In 2010, you started Embargo Watch to comment on embargoes in scientific journals. What led you to start Embargo Watch?

I had been thinking about embargoes for several years, ever since writing about a silly sanction the World Health Organization had imposed on the New York Times. I read Vincent Kiernan’s excellent Embargoed Science, and realized that embargoes were helping journals and other scientific institutions control the flow of information. So after following these issues for a few years, I was inspired by my ScienceOnline counterparts to start a blog on the subject. I realized that blogs were perfect vehicles for obsessions such as the one I have about embargoes.

Ivan-OranskyLater that year, you co-founded Retraction Watch, a blog to discuss retracted papers in science. What was your goal with Retraction Watch?

Adam Marcus – he and I co-founded Retraction Watch – would like to see more transparency in science, and particularly when science goes wrong somehow. Retractions are a great window into that. We also found retractions to be a great source of stories. The response to the blog, however – we are on target to beat five million pageviews in 2013, and are mentioned in major media almost every week – has surpassed anything we could have imagined. The conversations people are having about scientific integrity suggest we’ve really hit a nerve.

Have you noticed any trends in the number of papers retracted? Has it gone up in number?

The number of retractions per year grew ten-fold from 2001 to 2010, as has been reported by Nature, while the number of papers published per year has only grown 44%. So clearly, retractions are on the rise.

Is this because there are more flawed papers being published or is it because journals are more proactive about retractions?

This remains the $64,000 question. In a recent paper, Daniele Fanelli argues that it’s mostly because journals have developed policies for retractions, and are looking for fraud. But others – notably Ferric Fang and colleagues – have shown that more retractions are due to misconduct. So it may be both.
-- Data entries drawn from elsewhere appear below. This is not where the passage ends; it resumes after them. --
PR #3623, opened 2022-07-19
VZ-5012: Replicate logic of oci/oke driver activation in Rancher PostUpgrade

lake-of-dreams:
In https://github.com/verrazzano/verrazzano/pull/3543, some code was added to [rancher_component.PostInstall](https://github.com/verrazzano/verrazzano/blob/master/platform-operator/controllers/verrazzano/component/rancher/rancher_component.go#L271) to activate the drivers using. Rancher API. 
Now when VZ is upgraded from a lower version to 1.4, this code is being called while doing reconciliation at a later time, after the upgrade has finished. A [test](https://github.com/verrazzano/verrazzano/blob/master/tests/e2e/verify-infra/restapi/rancher_url_test.go#L130) was also added to verify the effect of these changes.
However, this test fails in upgrade pipeline when the reconciliation logic kicks off after the test has timeout, passes otherwise.

This PR to implement activation of drivers in PostUpgrade stage also

### DIFF
--- a/platform-operator/controllers/verrazzano/component/rancher/rancher_component.go
+++ b/platform-operator/controllers/verrazzano/component/rancher/rancher_component.go
@@ -299,3 +299,38 @@ func (r rancherComponent) MonitorOverrides(ctx spi.ComponentContext) bool {
 	}
 	return false
 }
+
+// PostUpgrade activates OCI and OKE drivers in Rancher
+func (r rancherComponent) PostUpgrade(ctx spi.ComponentContext) error {
+	c := ctx.Client()
+	log := ctx.Log()
+	vz := ctx.EffectiveCR()
+	password, err := common.GetAdminSecret(c)
+	if err != nil {
+		return log.ErrorfThrottledNewErr("Failed getting Rancher admin secret: %s", err.Error())
+	}
+
+	rancherHostName, err := getRancherHostname(c, vz)
+	if err != nil {
+		return log.ErrorfThrottledNewErr("Failed getting Rancher hostname: %s", err.Error())
+	}
+
+	rest, err := common.NewClient(c, rancherHostName, password)
+	if err != nil {
+		return log.ErrorfThrottledNewErr("Failed getting Rancher client: %s", err.Error())
+	}
+
+	if err := rest.ActivateOCIDriver(); err != nil {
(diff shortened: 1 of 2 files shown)


platform-operator/controllers/verrazzano/component/rancher/rancher_component.go
```diff
@@ -299,3 +299,42 @@ func (r rancherComponent) MonitorOverrides(ctx spi.ComponentContext) bool {
...
 	return false
 }
+
+// PostUpgrade activates OCI and OKE drivers in Rancher
+func (r rancherComponent) PostUpgrade(ctx spi.ComponentContext) error {
+	c := ctx.Client()
+	log := ctx.Log()
+	vz := ctx.EffectiveCR()
+	password, err := common.GetAdminSecret(c)
+	if err != nil {
```
michael-cico, line 309: If this is shared, can it be refactored into a common func/method and called from both spots?

lake-of-dreams: refactored the common code

michael-cico (approved):

platform-operator/controllers/verrazzano/component/rancher/rancher_component.go
```diff
@@ -299,3 +292,62 @@ func (r rancherComponent) MonitorOverrides(ctx spi.ComponentContext) bool {
...
+
+	if err := rest.SetAccessToken(); err != nil {
+		return nil, log.ErrorfThrottledNewErr("Failed setting Rancher access token: %s", err.Error())
+	}
+
+	return rest, nil
+}
+
+// activateDrivers activates the oci nodeDriver and oraclecontainerengine kontainerDriver
+func activateDrivers(log vzlog.VerrazzanoLogger, rest *common.RESTClient) error {
```
pfmackin, line 343: What does this do for kind based clusters?  Also, are we always activating OKE drivers for OCI?  What about OCNE, will this have any side effects?

lake-of-dreams: Please see the jira vz-5012 and driver documentation at https://rancher.com/docs/rancher/v2.6/en/admin-settings/drivers/#cluster-drivers , these are used to manage _hosted_ k8s clusters from Rancher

You recently joined MedPage Today as Global Editorial Director. What is your role at MedPage and how is the focus different from other publications?

MedPage Today’s core audience is health care providers. We welcome all readers, but we’re geared toward doctors, nurses, physician assistants, and the like. My role is to oversee the editorial staff and strategy. Building on our strengths as the world’s leading provider of clinical news, we’re going to broaden our focus to include more health care provider voices and drive even more engagement with our readers.
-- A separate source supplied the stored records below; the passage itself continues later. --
PR #3636, opened 2022-07-20
VZ-6418.  Fix cp error in webhook-init mode

michael-cico:
Follow-up for VZ-6418, fix an error trying to create the Kubeconfig when the VPO runs in webhook-init mode.
- Also removes the now obsolete `VZ_INSTALL_IMAGE` env var

### DIFF
--- a/platform-operator/helm_config/charts/verrazzano-platform-operator/templates/deployment.yaml
+++ b/platform-operator/helm_config/charts/verrazzano-platform-operator/templates/deployment.yaml
@@ -29,9 +29,6 @@ spec:
           args:
             - --zap-log-level=info
             - --init-webhooks=true
-          env:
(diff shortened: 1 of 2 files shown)


platform-operator/helm_config/charts/verrazzano-platform-operator/templates/deployment.yaml
```diff
@@ -31,7 +31,7 @@ spec:
             - --init-webhooks=true
           env:
             - name: MODE
-              value: RUN_OPERATOR
+              value: WEBHOOK_INIT
```
pfmackin, line 34: where do we use or check for this value?

pfmackin (dismissed):

bhatpmk (approved):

In a TEDMED talk you gave in 2012, you spoke about the US being over-medicalized. Could you summarize your thoughts about this issue?
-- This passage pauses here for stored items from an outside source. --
PR #3647, opened 2022-07-21
Save generated files in post-success hook of Build Images stage

michael-cico:
Move save-generated files step to success hook in `Build Images` stage, so that it is always created on a successful image build.  Right now if any of the parallel stages fails it won't push the operator manifests to ObjectStore.

### DIFF
--- a/Jenkinsfile
+++ b/Jenkinsfile
@@ -224,6 +224,8 @@ pipeline {
                             }
                         }
                         success {
+                            echo "Saving generated files"
+                            saveGeneratedFiles()
                             script {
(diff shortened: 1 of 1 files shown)


anders-swanson (approved):

Jenkinsfile
```diff
@@ -224,6 +224,8 @@ pipeline {
                             }
```
agv426, line 224: Should we change the stage name to include that it saves the generated files as well, so folks know that when it is done the files will be there

anders-swanson (approved):

agv426 (approved):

Thanks in no small part to our fee-for-service health care system, the vast majority of incentives drive providers to order more and more tests and procedures, and write more prescriptions. It’s not enough to just treat the real diseases that affect people. Normal variations become diseases that require treatment, which only leads to other conditions that result from those treatments. We’re all part of the problem, though. Americans are not very good at “Don’t just do something, stand there.” The amount of money sloshing around medicine, as others have put it, means that drug companies and hospitals feel the need to constantly create new markets to please investors.

From your profile and your involvement in many projects, it seems you’re highly entrepreneurial. Is that the case? If so, how does an entrepreneurial spirit fit into science and journalism?

I do think it’s important for science journalists to take advantage of what technology now offers in terms of reporting and reaching audiences. What Adam and I are doing with Retraction Watch, what MedPage Today is beginning to do – none of that would have been possible a decade ago, perhaps not even more recently. It’s a really exciting – if unsettling – time in journalism, and I’m enthusiastic about all the new models that are bursting with entrepreneurial spirit.